● Assignment
Each line of the listing below containing the word "respondent" should be returned.

● Given data
PR #6350, opened 2023-05-18
build: release 6.50.0 hotfix

LinHuiqing:
## Problem

- In release [6.50.0](https://github.com/opengovsg/FormSG/pull/6347), we introduced a bug ([f4f5998](https://github.com/opengovsg/FormSG/pull/6349/commits/f4f59984d13054f60ffeb0c770bfabf56500d4a3)) where payment-related copy meant for non-production environments shown on production environments.
- This PR fixes it by making the `SECRET_ENV` environment variable accessible on frontend through `useEnv`.

## Tests

- [x] On a storage-mode form that does not have payments enabled, go to payment settings page and check that the copy is correct and links to the guide.
- [x] When the `SECRET_ENV` is set as `production`:
   - [x] Go to a storage-mode form with payment enabled and preview the form. There should be a banner and check that the copy is expected as above.
    - [x] Go to a storage-mode form with payment enabled, open the form and try to pay as a respondent. On the payment page, check that there is **no infobox** above the payment element.
- [x] When the `SECRET_ENV` is _not_ set as `production` (e.g. `staging`):
   - [x] Go to a storage-mode form with payment enabled and preview the form. There should be a banner and check that the copy is expected as above.
   - [x] Go to a storage-mode form with payment enabled, open the form and try to pay as a respondent. On the payment page, check that there is an infobox with the expected copy on the test card.

### DIFF
--- a/frontend/src/features/admin-form/common/components/PreviewFormBanner/PreviewFormBanner.tsx
+++ b/frontend/src/features/admin-form/common/components/PreviewFormBanner/PreviewFormBanner.tsx
@@ -25,6 +25,7 @@ import Button, { ButtonProps } from '~components/Button'
 import Link from '~components/Link'
 
 import { UseTemplateModal } from '~features/admin-form/template/UseTemplateModal'
+import { useEnv } from '~features/env/queries'
 import { usePublicFormContext } from '~features/public-form/PublicFormContext'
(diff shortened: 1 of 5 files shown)


wanlingt (approved):
thanks!!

● Exercise response
    - [x] Go to a storage-mode form with payment enabled, open the form and try to pay as a respondent. On the payment page, check that there is **no infobox** above the payment element.
   - [x] Go to a storage-mode form with payment enabled, open the form and try to pay as a respondent. On the payment page, check that there is an infobox with the expected copy on the test card.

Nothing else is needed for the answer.